Intellectual Property and the Nobel Prize
It is not often that there is a link between intellectual property law and the Nobel Prize in Economics. This year, however, that link is explicit and hopefully will help re-shape the debate.
The 2018 Nobel Prize in Economics was awarded to William Nordhaus and Paul Romer. The prize was divided equally between Nordhaus "for integrating climate change into long-run macroeconomic analysis" and Romer "for integrating technological innovations into long-run macroeconomic analysis." While much of the media has correctly focused on the climate change issues in the work of Nordhaus, equal attention should be paid to Romer’s work as it related to Intellectual Property.
Much of the current debate in the patent world has been shaped by the patent troll narrative. Whether or not that issue needs further attention, it has played an outsized role in the debate and many argue has pushed the US to significantly weaken the patent system. This should concern every politician and citizen since Romer’s work confirmed the criticality of protecting intellectual property in economic growth. In fact, the fundamental contribution of Romer’s work was to qualitatively link technological advances to macro economics. From the Nobel announcement:
Romer demonstrates how knowledge can function as a driver of long-term economic growth. When annual economic growth of a few per cent accumulates over decades, it transforms people’s lives. Previous macroeconomic research had emphasised technological innovation as the primary driver of economic growth, but had not modelled how economic decisions and market conditions determine the creation of new technologies. Paul Romer solved this problem by demonstrating how economic forces govern the willingness of firms to produce new ideas and innovations.
Romer’s solution, which was published in 1990, laid the foundation of what is now called endogenous growth theory. The theory is both conceptual and practical, as it explains how ideas are different to other goods and require specific conditions to thrive in a market. Romer’s theory has generated vast amounts of new research into the regulations and policies that encourage new ideas and long-term prosperity.
Romer’s papers put forth the idea that governments could promote technological development by investing in R&D and creating laws that properly reward innovation.

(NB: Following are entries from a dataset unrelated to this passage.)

PR #2444, opened 2026-07-06
fix(sdk): URL-decode ClickHouse connection-URL credentials and database

Bartok9:
## Summary

- `DataSource.clickhouse` now URL-decodes the **username**, **password**, and **database** parsed from a `connectionUrl`.
- The password is decoded with `unquote` instead of `unquote_plus`, so a literal `+` in a password is preserved instead of being turned into a space.

## Motivation

`_handle_clickhouse_url` in `core/wren/src/wren/model/data_source.py`:

- decoded the password with `unquote_plus`, which maps `+` → space. A ClickHouse password containing a `+` therefore silently connected with the wrong credential.
- did **not** decode the username or database at all, so percent-escapes (e.g. `%40` for `@`, `%20` for a space) survived as literal text and produced auth/lookup failures.

This brings the SDK path in line with the connector-level handling already used for `mssql` and `mysql`, which use `unquote`.

## Verification

```
$ python -m pytest tests/unit/test_clickhouse_url.py -q
3 passed

# on current main (git stash of the fix):
FAILED test_plus_in_password_is_preserved     (pa ss != pa+ss)
FAILED test_username_and_database_are_decoded  (us%40er != us@er)
2 failed, 1 passed
```

The new regression tests fail on `main` and pass with the fix. `ruff format` and `ruff check` clean. Change is confined to Apache-2.0 `core/wren/**`.

## Summary by CodeRabbit

* **Bug Fixes**
  * Improved ClickHouse connection URL handling so percent-encoded usernames, passwords, and database names are decoded correctly.
  * Preserved literal `+` characters in credentials instead of converting them to spaces.

* **Tests**
  * Added coverage for ClickHouse connection parsing to verify decoding behavior and prevent regressions.

### DIFF
--- a/core/wren/src/wren/model/data_source.py
+++ b/core/wren/src/wren/model/data_source.py
@@ -3,7 +3,7 @@ from __future__ import annotations
 import urllib
 from enum import StrEnum, auto
 from typing import Any
-from urllib.parse import unquote_plus
+from urllib.parse import unquote
 
 from wren.model import (
     AthenaConnectionInfo,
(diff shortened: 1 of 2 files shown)


goldmedal (approved):
Thanks @Bartok9 👍

PR #2448, opened 2026-07-08
fix(oracle): sanitize brackets in connection-URL userinfo before parse

Bartok9:
## Summary

- `oracle://` connection URLs containing `[` or `]` in the userinfo (username/password) crashed with `ValueError` from `urlparse`'s IPv6 netloc check.
- Bracketed credentials now parse, while legitimate bracketed IPv6 hosts still work.

## Motivation

`_make_oracle_connection` called `urlparse(url)` directly. Python's `urlparse` treats `[`/`]` anywhere in the netloc as IPv6 host delimiters, so a URL like `oracle://user:p[a]ss@host:1521/svc` raises `ValueError: 'host' does not appear to be an IPv4 or IPv6 address` before any connection is attempted — the credential can never be used.

The MySQL connector already solved this exact problem with `_parse_mysql_connection_url`, which escapes brackets in the userinfo segment only. This change mirrors that helper for Oracle (`_parse_oracle_connection_url`), keeping valid IPv6 hosts (`oracle://user:pass@[::1]:1521/svc`) intact.

## Verification

```
$ uv run pytest tests/unit/test_oracle_url_decode.py -q
4 passed in 0.20s
```

Regression test proof (fails without the fix):
```
$ git stash push -- src/wren/connector/oracle.py
$ uv run pytest tests/unit/test_oracle_url_decode.py -k "brackets or ipv6" -q
FAILED ...test_connection_url_with_brackets_in_credentials - ValueError: 'host' does not appear to be an IPv4 or IPv6 address
1 failed, 1 passed
```
The `ipv6` test passes both with and without the fix, confirming no regression for legitimate bracketed IPv6 hosts.

Apache-2.0 path (`core/**`). One commit, two files.

## Summary by CodeRabbit

* **Bug Fixes**
  * Improved Oracle connection URL handling so credentials containing `[` or `]` no longer break parsing.
  * Preserved correct handling of IPv6 host addresses while decoding connection details.
* **Tests**
  * Added coverage for bracketed credentials in the connection URL.
  * Added coverage to ensure IPv6 hosts remain unchanged during parsing.

### DIFF
--- a/core/wren/src/wren/connector/oracle.py
+++ b/core/wren/src/wren/connector/oracle.py
@@ -21,6 +21,38 @@ from wren.model.error import DIALECT_SQL, ErrorCode, ErrorPhase, WrenError
 _TRAILING_SEMICOLONS_RE = re.compile(r"[;\s]+\Z")
 
 
+def _parse_oracle_connection_url(url: str):
+    """Parse an Oracle URL after escaping raw brackets in userinfo only.
+
+    ``urllib.parse.urlparse`` treats ``[`` / ``]`` anywhere in the netloc as
+    IPv6 host delimiters. That is correct for hosts like ``oracle://[::1]/db``
+    but it raises ``ValueError`` on raw credentials such as
+    ``oracle://user:p[a]ss@host/svc``. Sanitise only the userinfo segment so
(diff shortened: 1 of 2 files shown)


goldmedal (approved):
Thanks @Bartok9

PR #2449, opened 2026-07-08
fix(core): prune inaccessible CLS columns in wildcard expansion instead of denying

fmcmac:
## Problem

Column-level access control (CLAC/CLS) denies **any** query that references a model with a **table alias**, even when the protected column is never selected. `SELECT * FROM model` correctly prunes an inaccessible CLS column, but `SELECT alias.other_col FROM model alias` (or a join using an alias) fails with `Access denied to column … violates access control rule …`. `SELECT count(*) FROM model` on a model with a CLS column is denied for the same reason.

## Root cause

For `FROM customer c`, the plan is `Projection → SubqueryAlias(c) → TableScan(customer)`. `ModelAnalyzeRule` collects required columns keyed by the alias `c`, but the bottom-up transform processes the inner bare `TableScan(customer)` first with no alias, looks required columns up under the model name, and finds none. That builds a throwaway inner `ModelPlanNode` with **empty** required fields, which triggers the wildcard expansion in `RelationChain::source` (`ModelSourceNode::new`). That loop expanded every physical column and called `get_remote_column_exp` per column, which hard-denies via `validate_clac_rule`. `analyze_subquery_alias_model` later rebuilds the node correctly with the alias's required columns, but the throwaway build errors first.

`SELECT *` avoids this because it doesn't route through the empty-required wildcard path.

## Fix

In the wildcard-expansion loop, prune columns the caller cannot access (`validate_clac_rule` + `continue`) instead of denying — matching `SELECT *` semantics. This path is an *implicit* all-columns expansion (`count(*)`, or the aliased throwaway plan); a protected column the query never explicitly selected should be dropped, not turned into a hard error. Explicit references still deny, because they arrive as named required fields through `ModelPlanNodeBuilder::build` (the non-wildcard branch), not this path. Pruning a column can only ever remove it, so it cannot widen access.

## Tests

Adds `test_clac_unreferenced_column_pruned_not_denied`:
- **Pruned (must succeed):** aliased/unaliased join, aliased/unaliased standalone, aliased/unaliased `count(*)`, model-qualified `alias.*`, and bare `*` — none reference the protected columns.
- **Still denied (must error with "violates access control rule"):** explicit reference to a protected column in SELECT (aliased and unaliased), a second protected column, and references in WHERE, GROUP BY, and JOIN ON.

Verified locally against `main`: the new test passes and the fix is a minimal, localized change in `ModelSourceNode::new`.

## Summary by CodeRabbit

* **Bug Fixes**
  * Wildcard queries now omit columns the caller is not allowed to access, instead of failing with a permission error.
  * Protected columns that are not explicitly referenced are now safely pruned, including in aliased queries and `count(*)`/`*` scenarios.
  * Explicitly referenced protected columns continue to return access-denied errors as expected.

### DIFF
--- a/core/wren-core/core/src/logical_plan/analyze/plan.rs
+++ b/core/wren-core/core/src/logical_plan/analyze/plan.rs
@@ -1046,6 +1046,25 @@ impl ModelSourceNode {
                     if column.is_calculated {
                         continue;
                     }
+                    // Prune columns the caller cannot access under column-level
+                    // security instead of denying. This is an *implicit* all-columns
+                    // expansion (a `count(*)`, or the throwaway inner plan built for
+                    // a model scan referenced with a table alias, whose required
+                    // columns are keyed by the alias so the model is wildcard-
+                    // expanded). A protected column the query never explicitly
+                    // selected must be dropped here — matching `SELECT *` semantics —
+                    // not turned into a hard permission error. Explicit references
+                    // still deny, because they arrive as named required fields (the
+                    // non-wildcard branch / ModelPlanNodeBuilder::build), not here.
+                    let (is_valid, _) = validate_clac_rule(
+                        model.name(),
+                        &column,
+                        &session_properties,
+                        Some(Arc::clone(&analyzed_wren_mdl)),
+                    )?;
+                    if !is_valid {
+                        continue;
+                    }
                     fields_buffer.insert((
                         Some(TableReference::bare(quoted(model.name()))),
                         Arc::new(Field::new(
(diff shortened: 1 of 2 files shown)


goldmedal (approved):
Thanks @fmcmac, makes sense to me.

One note for future readers (no change requested): the aliased-scan case here routes through a `build → discard → rebuild` — under the bottom-up transform the bare `TableScan` is visited before its `SubqueryAlias`, looked up by model name instead of the alias, so required columns miss → empty → wildcard expansion → a `ModelPlanNode` that's then discarded and rebuilt by `analyze_subquery_alias_model`.

That's a separate, behavior-neutral inefficiency (and fixing it wouldn't remove the need for this PR — genuine `count(*)` still needs the prune here). Opened #2451 to track it. Not a blocker.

The argument is that these differences in policy help explain the differences in economic growth. From the Popular Information publication:
To summarise, Romer showed that unregulated markets will produce technological change, but tend to underprovide R&D and the new goods created by it. Addressing this under-provision requires well-designed government interventions, such as R&D subsidies and patent regulation. His analysis says that such policies are vital to long-run growth, not just within a country but globally. It also provides guidelines for policy design: patent laws should strike the right balance between the motivation to create new ideas, by giving some monopoly rights to developers, and the ability of others to use them, by limiting these rights in time and space.
The recent changes to the US laws, including those to Section 101, raise the question of whether the US has now essentially eliminated any protection in certain spaces that are at the core of our current technological revolution. Many argue that innovation will occur regardless of the protections offered by the government. Those people are now arguing against a Nobel Prize winner in Economics.